Jojo is a really good musician, and more than once tonight I have noticed her spurn Fred's invitations like a teenage wallflower at a school disco. And this from someone who has reached her Grade 8 certificate in piano.
"I just get scared when they ask," she tells me. "I might have gone a long way with the piano but I'm new to improvisation. It's all about learning the basics again."
Jojo has been not improvising tonight on her flute, though, standing next to Joy at the far left of the ensemble. Joy has no instrument to hand at all, but has been joining in nonetheless.
Scat singing, another of those things which scares some people off jazz. In here, though, beneath the board displaying one of the hymn numbers left over from Sunday, singing along seems perfectly natural.
"It's really been a wonderful experience," Joy tells me after Fred has pointed his final point and instruments are placed back into velvet covered slots in cases of various shapes and sizes.
"Nobody laughs if you get it wrong, we're all in it together.
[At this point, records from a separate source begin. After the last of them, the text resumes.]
PR #241, opened 2026-01-16
Add standalone dev mode

ErwinsExpertise:
This pull request introduces a new "Dev Mode" (all-in-one) for simplified local development and testing, allowing all server types (login, world, channel, cashshop) to run in a single process. It also improves documentation, adds a unified dev configuration, and enhances shutdown and autosave robustness. Additionally, it makes the Prometheus metrics server lifecycle more robust and controllable.

The most important changes are:

**Dev Mode (All-in-One) Support:**
- Added a new `devServer` implementation (`server_dev.go`) that starts login, world, two channel, and cashshop servers in a single process, with coordinated startup, graceful shutdown, and signal handling. This enables simplified solo play and development workflows.
- Introduced support for the `dev` server type in `main.go`, including command-line flag help and dispatch logic. [[1]](diffhunk://#diff-2873f79a86c0d8b3335cd7731b0ecf7dd4301eb19a82ef7a1cba7589b5252261L13-R13) [[2]](diffhunk://#diff-2873f79a86c0d8b3335cd7731b0ecf7dd4301eb19a82ef7a1cba7589b5252261R35-R39)
- Added a unified `config_dev.toml` configuration file containing all necessary settings for all server types in dev mode.

**Documentation Updates:**
- Updated `.goreleaser.yaml` and `README.md` with clear instructions and explanations for Dev Mode, including quick start steps, features, and configuration guidance. [[1]](diffhunk://#diff-7326b55c062b0f46fe9e39aace0a25f4515cf206040fb91a6fd2cae839f5e826L93-R129) [[2]](diffhunk://#diff-b335630551682c19a781afebcf4d07bf978fb1f8ac04c6bf87428ed5106870f5R151-R194)

**Graceful Shutdown and Autosave Improvements:**
- Refactored `CheckpointAll` and `StartAutosave` in both `channel/server.go` and `cashshop/server.go` to accept a `context.Context`, supporting cancellation, timeouts, and improved logging for flush operations during shutdown. [[1]](diffhunk://#diff-767084af72220060b61c889aea587d211458143a5a229e2feb4736bacb8792cdL280-L289) [[2]](diffhunk://#diff-767084af72220060b61c889aea587d211458143a5a229e2feb4736bacb8792cdL307-R342) [[3]](diffhunk://#diff-420e5bee5b2808d68cdc3610d0be9f673ad247cc9284216b8c8bf2bc8321f883L106-L115) [[4]](diffhunk://#diff-420e5bee5b2808d68cdc3610d0be9f673ad247cc9284216b8c8bf2bc8321f883L133-R168)
- Updated server shutdown logic in `server_channel.go` and `server_cashshop.go` to pass the appropriate context to `CheckpointAll`. [[1]](diffhunk://#diff-2bebcd593322d19353442efbf0c8705f78b472ff446f35dadc32ed3a7b139951L103-R103) [[2]](diffhunk://#diff-62e2145f1fd4e09c0b57a0f5aca07d952bcf45e058b3536176fa22dce4c6e35cL94-R94)

**Metrics Server Lifecycle Enhancements:**
- Improved Prometheus metrics server handling in `common/metrics.go` by ensuring it starts only once (`sync.Once`), can be gracefully stopped, and avoids port conflicts in multi-server scenarios. [[1]](diffhunk://#diff-da6ba0ffc8743dea9032a01f7d5047b164f30731b2e6a99dfc691f3bb83e06ecR4-R8) [[2]](diffhunk://#diff-da6ba0ffc8743dea9032a01f7d5047b164f30731b2e6a99dfc691f3bb83e06ecR23-R63)

These changes collectively make local development, testing, and server management more robust and user-friendly, especially for new contributors or those running the project in solo/development environments.

### DIFF
--- a/server_dev.go
+++ b/server_dev.go
@@ -5,6 +5,7 @@ import (
 	"log"
 	"os"
 	"os/signal"
+	"strconv"
 	"sync"
 	"syscall"
 	"time"
@@ -86,37 +87,37 @@ func (ds *devServer) run() {
 	// Give world server time to connect to login
 	time.Sleep(2 * time.Second)
 
-	// Start channel 1 server
-	ds.wg.Add(1)
-	go func() {
-		defer ds.wg.Done()
-		defer func() {
-			if r := recover(); r != nil {
-				log.Println("Channel server panic:", r)
-			}
-		}()
-		cs1 := newChannelServer(ds.configFile)
-		ds.channelServers = append(ds.channelServers, cs1)
-		cs1.run()
-	}()
+	ds.channelServers = make([]*channelServer, *channelPtr)
 
-	// Start channel 2 server
-	ds.wg.Add(1)
-	go func() {
-		defer ds.wg.Done()
-		defer func() {
-			if r := recover(); r != nil {
-				log.Println("Channel server panic:", r)
-			}
-		}()
-		cs2 := newChannelServer(ds.configFile)
-		cs2.config.ListenPort = "8686"
-		ds.channelServers = append(ds.channelServers, cs2)
-		cs2.run()
-	}()
+	for i := 0; i < *channelPtr; i++ {
+		ch := i
 
-	// Give channel server time to connect to world
-	time.Sleep(2 * time.Second)
+		cs := newChannelServer(ds.configFile)
+		cs.config.ListenPort = strconv.Itoa(8685 + ch)
+		ds.channelServers[ch] = cs
+
+		ds.wg.Add(1)
+		go func(s *channelServer) {
+			defer ds.wg.Done()
+			defer func() {
+				if r := recover(); r != nil {
+					log.Println("Channel server panic:", r)
+				}
+			}()
+			s.run()
+		}(cs)
+
+		select {
+		case <-cs.Ready():
+			log.Printf("Channel %d is ready (port %s)\n", ch, cs.config.ListenPort)
+		case <-time.After(30 * time.Second):
+			log.Printf("Timed out waiting for channel %d to become ready\n", ch)
+			ds.shutdown()
+			return
+		case <-ds.ctx.Done():
+			return
+		}
+	}
 
 	// Start cashshop server
 	ds.wg.Add(1)
--- a/.goreleaser.yaml
+++ b/.goreleaser.yaml
@@ -99,7 +99,7 @@ release:
     3. Set up your MySQL database (see README.md)
     4. Run in dev mode:
     ```bash
-    ./Valhalla -type dev -config config_dev.toml
+    ./Valhalla -type dev -config config_dev.toml -channels 4
     ```
     
     Dev mode features:
--- a/docs/Configuration.md
+++ b/docs/Configuration.md
@@ -35,11 +35,12 @@ VALHALLA_LOGIN_CLIENTLISTENADDRESS=0.0.0.0
 
 All server executables accept the following flags:
 
-| Flag | Required | Description | Example |
-|------|----------|-------------|---------|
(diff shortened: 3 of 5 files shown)


Hucaru:
Useful for dev. It should start 2 channels though to test things like party syncs etc

cashshop/server.go
```diff
@@ -103,16 +103,34 @@ func (server *Server) ClientDisconnected(conn mnet.Client) {
...
 
 // CheckpointAll now uses the saver to flush debounced/coalesced deltas for every player.
-func (server *Server) CheckpointAll() {
+func (server *Server) CheckpointAll(ctx context.Context) {
 	if server.dispatch == nil {
 		return
 	}
+
 	done := make(chan struct{})
-	server.dispatch <- func() {
```
Hucaru, line 111: I take it this was blocking?

ErwinsExpertise:
> Useful for dev. It should start 2 channels though to test things like party syncs etc

Good idea! Added a 2nd channel.

cashshop/server.go
ErwinsExpertise: Yes it was. Ran a pprof to figure out why it couldn't shut down and this was blocking.

server_dev.go
```diff
@@ -95,8 +95,24 @@ func (ds *devServer) run() {
...
 		}()
-		ds.channelServer = newChannelServer(ds.configFile)
-		ds.channelServer.run()
+		cs1 := newChannelServer(ds.configFile)
+		ds.channelServers = append(ds.channelServers, cs1)
+		cs1.run()
+	}()
+
+	// Start channel 2 server
+	ds.wg.Add(1)
```
Hucaru: Something like the following should be more flexible
```
ds.channelServers = make([]channelServer, config.ChannelCount)

for i := 0; i < config.ChanneCount; i++ {
	ds.wg.Add(1)
	go func() {
		defer ds.wg.Done()
		defer func() {
			if r := recover(); r != nil {
				log.Println("Channel server panic:", r)
			}
		}()
		cs := newChannelServer(ds.configFile)
		cs.config.ListenPort = strconv.Itoa(config.ChannelStartPort + i)
		ds.channelServers[i] = cs // Need to index directly to avoid 2 threads apending at same time
		cs.run()
	}()
}
```

ErwinsExpertise: Good idea. I added it as a command flag instead since this is really only meant for running locally,.

server_dev.go
```diff
@@ -86,37 +87,37 @@ func (ds *devServer) run() {
...
+			defer ds.wg.Done()
+			defer func() {
+				if r := recover(); r != nil {
+					log.Println("Channel server panic:", r)
+				}
+			}()
+			s.run()
+		}(cs)
+
+		select {
```
Hucaru, line 110: I don't think you need to check if it's ready. The servers should still connect to one another regardless of startup order, I'm not a fan of adding a channel in the main server code for dev server handling.

ErwinsExpertise: @Hucaru the reason for ready check is because they all try to mutate(unmarshal causes it) the files such as drops json at the same time which crashes the channel.  With the ready check in place it will not move forward in the loop until the channel is ready preventing those errors. We could add a sleep, but that’s pretty hacky and load time could change based on tons of variables. 

I actually quite like the readiness check honestly. It is adding another channel sure, but it gets closed immediately when the channel starts listening so it doesn’t hang around. 

There’s definitely a few different deployment strategies that could make use of a proper ready check, but this is just the immediate use-case.

Hucaru: Ok, for now lets do it this way and change it as part of a wider code cleanup.

Hucaru (approved):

I do sing, always have, all different kinds of styles, but this is new to me.
"In scat singing you just have to experiment. It can be hard, sometimes, especially if you drift off for a bit and don't pay attention.
"But that's what I like about the workshop. It's a workshop. Nobody judges you."
Not like folk are inclined to do in the outside world, anyway.
I wonder if people ever make assumptions about Jim when they notice he walks slowly and deliberately with a pronounced limp. As he returns his trombone and trumpet to the open cases arranged on the front row of chairs he tells me why.
"I messed up my spine in an accident at work. I don't have any feeling in my left hand, which is what makes playing the sax so difficult. It's a shame because improvisation is much easier on the sax. You just play any old thing and people clap."
There is nothing obviously wrong with Jim's funny bone, nor his sense of determination. In spite of the obvious impediment, he decided to play the saxophone by sight and sound, if not touch.
"I learned to play in a mirror," he says, as though that was the obvious thing to do. "Which is okay as long as you're looking in a mirror. When I went outside it became more difficult.
"The trombone and trumpet are much easier to play as there is less emphasis on the left hand."
A native of London, Jim moved to South Devon 13 years ago, after the accident, and has also since taught himself to play the flugelhorn and flute. "We used to go down to the band room when I was in the army and just mess about on the instruments. But I taught myself, never had a lesson."
Well, lessons can only take you so far where jazz improvisation is concerned anyway, if Jojo is anything to go by.
She has let another week go without responding to Fred's gestures, which he is still only pretending to take to heart.
"I just don't feel that confident yet," she tells him as Fred shuts the heavy church doors behind us, "but I might have a go next week."
"Cool," I say without thinking, and nod my head. "Cool."